Our guest blogger this month is Amy Dyer, a Research Analyst in our Evidence team. Recently, we’ve been talking a lot about how important it is for men to know their risk of prostate cancer. And we’ve been quoting lots of statistics like one in eight men will get prostate cancer. But what do these numbers mean? Amy shines a light on the world of risk and some of the figures we use.
Amy: A few weeks ago I was sent a link to a BBC article that highlighted just how confusing statistics can be, even for doctors. And I agree, they can be. For all of us! But the right statistics in the right context can also help us understand complicated issues and explain them more clearly.

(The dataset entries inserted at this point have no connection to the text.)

PR #32, opened 2016-04-07
[#66] Set "AND" as the default operator for ElasticSearch

vitorbaptista:
Fixes opentrials/opentrials#66


vitorbaptista:
There's no way to test this on staging, unfortunately, because our seed data is very limited :/

roll:
:+1:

In my role as Research Analyst, I’m constantly looking at numbers and trying to understand what they mean to different people. And I know that clear statistics are really important to help men and their families understand health risks, such as the risk of being diagnosed with and getting prostate cancer. (In this context, when I’m talking about risk I mean a probability – the likelihood that something may occur.)
We want men to know as much as possible about their risk of getting prostate cancer so they can start the vital conversations with GPs that could save lives. Unfortunately we currently don’t have all the information we need to provide complete statistics for all risk factors and groups of men. To address this we are working hard to develop a risk calculation tool for GPs and we’re continuing to fund research projects investigating risk and awareness of risk.
So what risks do we know and why are they useful?
In general there are two kinds of risks that are used when talking about a person’s risk of being diagnosed with a disease: relative risk and absolute risk.
Relative risk compares the difference in the risk (or likelihood) of a disease between two groups. So we can say group one is X times more or less likely to be diagnosed than group two. For example, we know that men with a father or brother diagnosed with prostate cancer are two and-a-half times more likely to be diagnosed with prostate cancer themselves, compared with men who have no family history of the disease.
Absolute risk is an individual’s chance of developing a certain disease over a certain period of time (eg lifetime risk). For example, in the UK we know that one in eight men will get prostate cancer in their lifetime.
Why should we be aware of different types of risk?
There has been a lot of research into how people’s perception of the magnitude of a risk (how big it is) can be manipulated by changing the way in which that risk is communicated.
Relative risk alone can appear misleading if it is not put into context, and the impact of that risk isn’t always apparent. Differences between groups may appear large, when in fact the difference in outcome may actually be very small.
If we think about this in terms of money, knowing that you can double your money is only useful if you know how much money you have to start with. So, if you are told you have £1,000,000, your money is ‘common’, doubling your money means you gain another £1,000,000. However, if you only have £1, your money is ‘rare/uncommon’, and by doubling it you only gain an extra £1. In both cases you are getting twice as much money – the same relative change. But it would be difficult to understand the impact of doubling it without knowing the absolute value of the money you have in the first place. The website Understanding uncertainty has a great animation and explanation of how relative risk and statistics are used in everyday life, and goes into this further.
For prostate cancer, relative risk has often been used to compare the risks that men of different ethnicities have of being diagnosed. Black men are three times more likely to get prostate cancer than White men of the same age. However, without knowing how common it is to begin with, this statistic doesn’t really help Black men to understand their personal risk of prostate cancer. We need to look at other calculations of risk statistics, such as lifetime risk.
So we did a lot of number crunching to generate two very simple but important numbers which estimate a Black man’s lifetime risk of getting prostate cancer: one in four. This helped support the existing knowledge that Black men are three times more likely to be diagnosed with prostate cancer than White men of the same age. And it means we can more comprehensively understand the risk of prostate cancer that Black men face.